The CA DMV wants to see the 50 state sticker on the car and that's it. They really don't care if it is a diesel or not. A friend of mine bought a car (Corvette) out of state. But before he went to pick it up, he made sure that the 50 state emissions sticker was on the car. It was, and he had no trouble registering in CA.
No tickee, no washee.


_Modified by MUG318 at 11:51 AM 9-10-2004_


----------



## FalconerHK (May 18, 2004)

*Re: HOT NEWS: 2005 V10 TDI... (jrdlr)*

If you don't mind my asking, what is the source of this information? I have a 2005 V8 on order now, which I will cancel at once and re-order as a diesel if I can truly buy one in CA... Hence my query as to the source - I don't want to give up my ordered Egg on a rumor...
Thanks for understanding...


----------



## jrdlr (Mar 6, 2001)

*Re: HOT NEWS: 2005 V10 TDI... (FalconerHK)*

my source is pretty solid


----------



## TCinOC (Nov 25, 2003)

*Re: HOT NEWS: 2005 V10 TDI... (FalconerHK)*

I agree...you need something more than just a comment here on the forum.

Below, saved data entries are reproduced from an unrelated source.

PR #96, opened 2020-11-24
RBAC escalation for granting per-cluster RBAC-rules to managedclusters

yue9944882:
the managedcluster-controller will be creating per-cluster role/rolebinding to the corresponding namespace which requires the RBAC permission escalation. this pull adds sufficient RBAC permission to the default manifests so that the automatic creation will work.

### DIFF
--- a/.gitignore
+++ b/.gitignore
@@ -15,3 +15,4 @@ e2e.test
 # Output of the go coverage tool, specifically when used with LiteIDE
 *.out
 _output/
+.idea/
--- a/deploy/hub/managedcluster_escalation_clusterrole.yaml
+++ b/deploy/hub/managedcluster_escalation_clusterrole.yaml
@@ -1,0 +1,13 @@
+apiVersion: rbac.authorization.k8s.io/v1
+kind: ClusterRole
+metadata:
+  name: open-cluster-management:hub:escalation
+rules:
+# Allow work agent to get/list/watch/update manifestworks
+- apiGroups: ["work.open-cluster-management.io"]
+  resources: ["manifestworks"]
+  verbs: ["get", "list", "watch", "update"]
+# Allow work agent to update the status of manifestwork
+- apiGroups: ["work.open-cluster-management.io"]
+  resources: ["manifestworks/status"]
+  verbs: ["patch", "update"]
--- a/deploy/hub/managedcluster_escalation_clusterrolebinding.yaml
+++ b/deploy/hub/managedcluster_escalation_clusterrolebinding.yaml
@@ -1,0 +1,12 @@
+apiVersion: rbac.authorization.k8s.io/v1
+kind: ClusterRoleBinding
+metadata:
+  name: open-cluster-management:hub:escalation
+roleRef:
+  apiGroup: rbac.authorization.k8s.io
+  kind: ClusterRole
+  name: open-cluster-management:hub:escalation
+subjects:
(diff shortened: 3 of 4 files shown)


deploy/hub/managedcluster_escalation_clusterrole.yaml
```diff
@@ -0,0 +1,17 @@
...
+    resources: ["events"]
+    verbs: ["create", "patch", "update"]
+  # Allow work agent to get/list/watch/update manifestworks
+  - apiGroups: ["work.open-cluster-management.io"]
+    resources: ["manifestworks"]
+    verbs: ["get", "list", "watch", "update"]
+  # Allow work agent to update the status of manifestwork
+  - apiGroups: ["work.open-cluster-management.io"]
+    resources: ["manifestworks/status"]
+    verbs: ["patch", "update"]
```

How about calling VWoA?


----------



## jrdlr (Mar 6, 2001)

*Re: HOT NEWS: 2005 V10 TDI... (TCinOC)*

Trust me I am always right.


----------



## S4inSoFla (Sep 23, 2001)

*Re: HOT NEWS: 2005 V10 TDI... (jrdlr)*


_Quote, originally posted by *jrdlr* »_50 states should mean cali too.

No no no, it's legal in Iraq but not california yet.


----------



## mdjak (Aug 13, 2003)

*Re: HOT NEWS: 2005 V10 TDI... (jrdlr)*

I hate when people say trust me. It usually means only two things:
1. I'll respect you in the morning
2. I won't **** in your *****


----------



## Highline (Mar 13, 2003)

*Re: HOT NEWS: 2005 V10 TDI... (mdjak)*

VW is adding a particular filter to 2005 models, which complies to Euro IV emmission standarts in Europe. That equals to 50 states standarts.


----------



## mdjak (Aug 13, 2003)

*Re: HOT NEWS: 2005 V10 TDI... (Highline)*

Does that filter affect horsepower or torque in any way?


----------



## wineman (Sep 17, 2003)

*Re: HOT NEWS: 2005 V10 TDI... (mdjak)*

The filter has been around for awhile on other VW products. I went to my local dealer last Fri. and talked with the sales manager and he still is saying no Diesel for Cali. & this is after a meeting with his regional sales rep. 2 days prior. I'll be showing him this thread on Tues. and ask him the ???? again ....Where's my OIL BURNER I want ONE now !!!
As for HP, Torq and fuel milage differences I can't find any info yet.
Thread with some info ...
http://www.vwvortex.com/artman...shtml


----------



## anothercar (Dec 20, 2002)

*Re: HOT NEWS: 2005 V10 TDI... (mdjak)*


_Quote, originally posted by *mdjak* »_I hate when people say trust me. It usually means only two things:
1. I'll respect you in the morning
2. I won't **** in your *****


People say these things to YOU mark?
Can't say I'm totally suprised....


----------



## mdjak (Aug 13, 2003)

*Re: HOT NEWS: 2005 V10 TDI... (Leweyb)*

You were the only one to ever whisper it to me, Lewey.


----------



## Highline (Mar 13, 2003)

*Re: HOT NEWS: 2005 V10 TDI... (mdjak)*


_Quote, originally posted by *mdjak* »_Does that filter affect horsepower or torque in any way?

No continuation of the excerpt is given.